И глядела… и долгехонько глядела… выглядывала. И выглядела. Сперва-то только человека и увидала, каковой на полу лежит, не то спит, не то и вовсе помер. Елисей и дышал-то через раз. А сердце едва-едва в грудях стучало.
После увидела я, что сердце это — будто бы в кольце синем, льдистом. А от кольца того к рукам и ногам нити идут, и натянуты они, тронь одну — зазвенит, мучение сим звоном порождая.
Не падучая.
Падучая — болезнь, Елисея же прокляли.
— Говорил, увидит… а ты…
— Погоди, — прервал Еську Ерема. — Так что видишь, Зослава?
Я протянула руку и нарисовала над грудью Елисеевой круг.
— Проклятье… сердце заперли.
— Хорошо сказано, — Ерема кивнул. — Заперли, только не проклятье… нарочно его никто не проклинал. Приглядись еще.
К чему?
Ах, спросить бы, да только не скажет, поелику не честно будет сие. И гляжу, щурюся, глаза выпячиваю с натуги.
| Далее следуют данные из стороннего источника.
PR #2795, opened 2026-07-13
feat: added move site slack command

anshulk-public:
## Summary

- Adds a new Slack command, `move plg site {baseURL} {imsOrgId}`, letting an ESE/admin move a PLG site from one org to another org directly from Slack, instead of the manual multi-step runbook (`set imsorg` + manual entitlement API call + retry).
- Follows the existing two-step confirm pattern used by `set-ims-org.js`/`set-ims-org-modal.js`: the command (`src/support/slack/commands/move-plg-site.js`) only validates and posts a summary with a "Confirm Move" button — no mutation happens until the button is clicked. The action (`src/support/slack/actions/move-plg-site.js`) re-validates fresh state and performs the actual move.
- Guards against unsafe moves: refuses if the target org is internal/demo, or if the target org already has a `PAID` ASO entitlement. Warns (but does not block) if the site currently has other active product enrollments (ASO, LLMO, ACO) — the confirm message says which ones will be revoked.
- On confirm: revokes all of the site's existing enrollments (any product), reassigns the site's `organizationId`, sets the target org's ASO entitlement to `PRE_ONBOARD` (bumping it there if it was `FREE_TRIAL`, `PLG`, or missing entirely — left alone if already `PRE_ONBOARD`), and binds a fresh site enrollment to that entitlement.
- Registered the command in `src/support/slack/commands.js` and the action (`open_move_plg_site_modal`) in `src/support/slack/actions/index.js`.

You can see example here: https://cq-dev.slack.com/archives/C060T2PPF8V/p1783922817176619
image

## Related Issues

Thanks for contributing!


absarasw (changes requested):
Reviewing the data-model implications of the move — one blocking-for-me finding + three non-blocking comments.

## 🚫 Blocking — `projectId` isn't reassigned; UI ends up with dangling reference

`reassignSiteOrganization(site, organizationId)` (in `src/controllers/plg/plg-onboarding/entitlement.js`) is only:

```js
site.setOrganizationId(organizationId);
return site.save();
```

But per `spacecat-shared-data-access`:

- **`Site.projectId`** exists on the schema (`packages/spacecat-shared-data-access/src/models/site/site.schema.js:204`) and is an indexed composite key component.
- **`Project.organizationId`** — projects belong to organizations (`packages/spacecat-shared-data-access/src/models/project/index.d.ts:24-29`).
- The collection method `Site.allByOrganizationIdAndProjectId(orgId, projectId)` explicitly validates the projectId belongs to the org (`site.collection.js:139`).

Consequence of the current PR:

- **Before:** site has `organizationId = A`, `projectId = X` where Project X ∈ Org A.
- **After merge:** site has `organizationId = B`, `projectId = X` — but Project X still belongs to Org A. Dangling reference.
- **UI (which groups sites by project) queries `allByOrganizationIdAndProjectId(B, X)` → empty → the moved site shows up in the "Unassigned" folder in the target org.**

That's a regression from the operator's perspective and it makes the composite index inconsistent.

### Minimal fix

Clear `projectId` as part of the move so the outcome is honest rather than a dangling FK:

```js
export async function reassignSiteOrganization(site, organizationId) {
  site.setOrganizationId(organizationId);
  // Site's project (if any) lives under the source org — clearing to avoid
  // a dangling reference. Operator can re-assign in the target org's UI.
  if (site.getProjectId?.()) {
    site.setProjectId(null);
  }
  return site.save();
}
```

**And** extend the confirm-message summary (in `src/support/slack/commands/move-plg-site.js`) to say something like:

> ⚠️  Site is currently in project `<project-name>` under the source org. After the move, it will appear as **Unassigned** in the target org's UI. Re-assign to a project in the target org after the move.

That matches what the operator sees today (per team observation), removes the dangling projectId, and gives them the next-step in the same Slack surface they're already in.

Alternative if the team wants to preserve project structure across the move: extend the command with `--target-project-id`, prompt the operator via a Slack modal to pick a project in the target org, and set both fields atomically. Bigger change; depends on how often this move fires and whether the operator usually knows the target project up-front.

## 💬 Comment 1 — Not transactional

The move is a multi-write sequence: `revoke enrollments → reassignSiteOrganization → createEntitlement (maybe) → bindAsoSiteEnrollment`. If step 2 or 4 fails after step 1 succeeded, the site is left with **no enrollments and still in the source org** (or in the target org with no enrollments, if step 2 committed). Recovery is manual.

Not blocking IMO — the confirm-button gate already limits blast radius — but worth either:
- documenting the partial-failure recovery in the code comment above the sequence, or
- wrapping the sequence in a compensating retry helper.

## 💬 Comment 2 — Silent product-drop on non-ASO enrollments

The code revokes ALL enrollments regardless of product (LLMO, ACO, ASO), then only re-binds ASO in the target org. The confirm message does warn *"which enrollments will be revoked"* — good — but if the target org also has LLMO/ACO entitlements, those are silently dropped instead of being re-bound.

Fine for the current scope (this is an ESE tool focused on ASO moves), but worth a code comment near the revoke loop noting the design decision. Otherwise the next person maintaining this will either re-add "safe" LLMO/ACO re-binding without noticing that could conflict with target-org policy, or spend time debugging "why did LLMO stop working after a move."

## 💬 Comment 3 — Race window between button click and re-validation

The confirm handler re-validates state on click (good). But nothing prevents concurrent mutations between the re-validation and the write sequence — e.g., another admin flipping the target org's tier to `PAID` in that window. Low probability, low blast radius, not worth a lock, but worth a one-liner in the code comment: *"re-validation is best-effort; a concurrent tier change between here and the final write may still produce inconsistent state."*

---

Once the projectId gap is addressed I'm happy to re-approve. The other three are drop-in comments — no need for a re-request-review round unless you want to fold them in the same commit.

absarasw (approved):
Re-review on `a75c98fdc14d` — all four points addressed.

## ✅ Blocking — `projectId` gap: **fixed, and better than my ask**

The commit reuses `reparentSiteProject` from `set-ims-org-modal.js` rather than adding a parallel code path. Reading that helper — it handles both cases correctly:

- **Solo site on the project** → move the whole project to the target org (preserves project metadata).
- **Shared project (siblings staying behind)** → create a new project in the target org for the moved site; siblings keep theirs.
- Plus the null-projectId, missing-project (warn + skip), and already-in-target-org branches.

This is genuinely better than my suggested minimum (clearing `projectId`). And the operator gets a Slack info message when the project moves, closing the visibility loop.

## ✅ Comment 1 — Not transactional: addressed via code comment

The new block-level comment above the write sequence explicitly documents the partial-failure recovery expectation. Future maintainers won't be surprised.

## ✅ Comment 2 — Silent LLMO/ACO drop: addressed via code comment

Design-intent note ("only ASO is re-bound; re-enable other products manually post-move") sits right above the revoke loop. Explicit.

## ✅ Comment 3 — Race window: addressed via code comment

Explicit note on the concurrent-tier-change window; consistent with the "low blast radius, don't lock" argument.

## Non-blocking suggestion (optional)

Worth a spot-check on the new test file coverage for the two `reparentSiteProject` branches — solo-project-move vs shared-project-split. Not blocking.

LGTM.

Issue #1424, opened 2024-05-23
Running with multiple replicas


ffzzhong:
hi, I plan to run miniserve in k8s with multiple replicas behind a nginx ingress controller, in this pattern, multiple replicas make the service more robust and there will be automatic load balancing inside the cluster.

I found if I run only 1 replica, everything works fine, but if I run with multiple replicas, say 2 or 3, then page sometimes rendered without CSS, it throws `Failed to load resource: the server responded with a status of 404 ()` because it's trying to look for the `https://my.service.domain/xxxxxxxx` static CSS file, I guess this path is only available on one replica but not all of them.

my entrypoint is straightforward and easy, just following the guide, `/app/miniserve /data-folder`

Am I missing some configuration? as I think it could be a typical use case that running multiple replicas, Any suggestion about how to make it work?

svenstaro:
The static CSS file is inside the binary. It's not a real file and as such should exist in all instances. miniserve is entirely stateless and should as such be an ideal server to run for multiple replicas. I'm actually pretty confused why it would sometimes work and sometimes not.

ffzzhong:
@svenstaro  yup i think so and I'm confused too, i'm using the latest miniserve image: https://hub.docker.com/layers/svenstaro/miniserve/latest/images/sha256-6bdbc5052be355dbe803080c3a67c07520c944107be9e58edc71944b038bf162?context=explore
![image](https://github.com/svenstaro/miniserve/assets/12509779/be3399ba-6566-4c48-804a-9e480bb8be43)

svenstaro:
Depending on what the issue and how you run it and how you're accessing it, it might help to use `--route-prefix`.

ffzzhong:
@svenstaro  actually I had already tried adding the --route-prefix, also configured ingress/livenessprobe/readinessprobe accordingly, the instances launched successfully but still got the same issue
the root cause might be like what @ahti mentioned?

svenstaro:
Yes, that's very likely the cause. I'll look at it soon.

PR #1472, opened 2025-02-06
move favicon and css to stable, non-random routes

ahti:
Favicon and stylesheet are currently served at random paths in order to avoid collisions. However, this causes problems with [running multi-replica deployments](https://github.com/svenstaro/miniserve/issues/1424) as well as caching, because the path is not stable across multiple instances/restarts of miniserve.

In order to address this, this PR moves the paths to stable routes prefixed by "__miniserve_internal", which should provide enough protection from accidental collisions.


svenstaro:
Fixes #1424.

PR #1483, opened 2025-03-09
Fix: size display for dirs with spaces in the name

Prajjwal:
DirSize requests for dirs with a space in the name contain a urlencoded name (eg. { DirSize: "/hello%20world" }), leading to a 400 Bad Request. The frontend then injects the error response body directly into the page.

1. Handle failures by returning a default string if this request fails.
2. Decode the payload before the request is issued.

**Before:**

image

**After, upon request failure:**

image

**After, with uridecoded payloads:**

image

## Notes

- Decoding this on the server along with a test is probably a better way of doing this.

### DIFF
--- a/src/renderer.rs
+++ b/src/renderer.rs
@@ -682,9 +682,9 @@ fn page_header(
                             },
                             method: 'POST',
                             body: JSON.stringify({
-                                DirSize: dir
+                                DirSize: decodeURI(dir)
                             })
-                        }).then(resp => resp.text())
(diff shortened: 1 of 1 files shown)


svenstaro:
Hey, thanks for this. I went ahead and fixed this in the backend so now we can either take percent-encoded paths or plain paths. I used your line of code for JS-side error handling.

Prajjwal:
Excellent, thank you.

PR #1502, opened 2025-06-24
fix filtering symlinks in webdav methods

ahti:
This allows `--enable-webdav` and `--no-symlinks` to be used together, and adds the necessary filtering.

### DIFF
--- a/src/webdav_fs.rs
+++ b/src/webdav_fs.rs
@@ -10,32 +10,77 @@ use dav_server::{
     },
     localfs::LocalFs,
 };
-use futures::{StreamExt, TryFutureExt, future::ready};
-use std::path::{Component, Path};
+use futures::StreamExt;
+use std::ffi::OsStr;
+#[cfg(target_family = "unix")]
+use std::os::unix::ffi::OsStrExt;
+use std::path::{Component, Path, PathBuf};
+use tokio::fs;
 
 /// A dav_server local filesystem backend that can be configured to deny access
 /// to files and directories with names starting with a dot.
 #[derive(Clone)]
 pub struct RestrictedFs {
     local: Box<LocalFs>,
+    base_path: PathBuf,
     show_hidden: bool,
+    no_symlinks: bool,
 }
 
 impl RestrictedFs {
     /// Creates a new RestrictedFs serving the local path at "base".
     /// If "show_hidden" is false, access to hidden files is prevented.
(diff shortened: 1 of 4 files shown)


src/webdav_fs.rs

И мнится, скоро сама стану на рака похожею.
Вон, ужо рябить стало.
Иль не рябить?
Вспыхнуло тело Елисеево прозеленью, полыхнуло, потянулось, меняя очертания. И кольцо наружу вывернулось, а с ним и нити, что ослабли, да ненадолго. Вновь дрогнули, натянулись.
Не человек лежал.
Зверь.
— Оборотень? — тихо спросила я.
— На четвертушку, — так же тихо ответил Ерема.
Как же оно возможно такое?
Оборотни… оборотни всякими бывают. Одне родятся в двух ипостасях, и сие есть милость Божинина к детям своим. Да мало их, мыслю, не больше, нежель берендеев. Но есть и иные, Мораною меченые. Сами по воле своей человеческую долю со звериною смешавшие.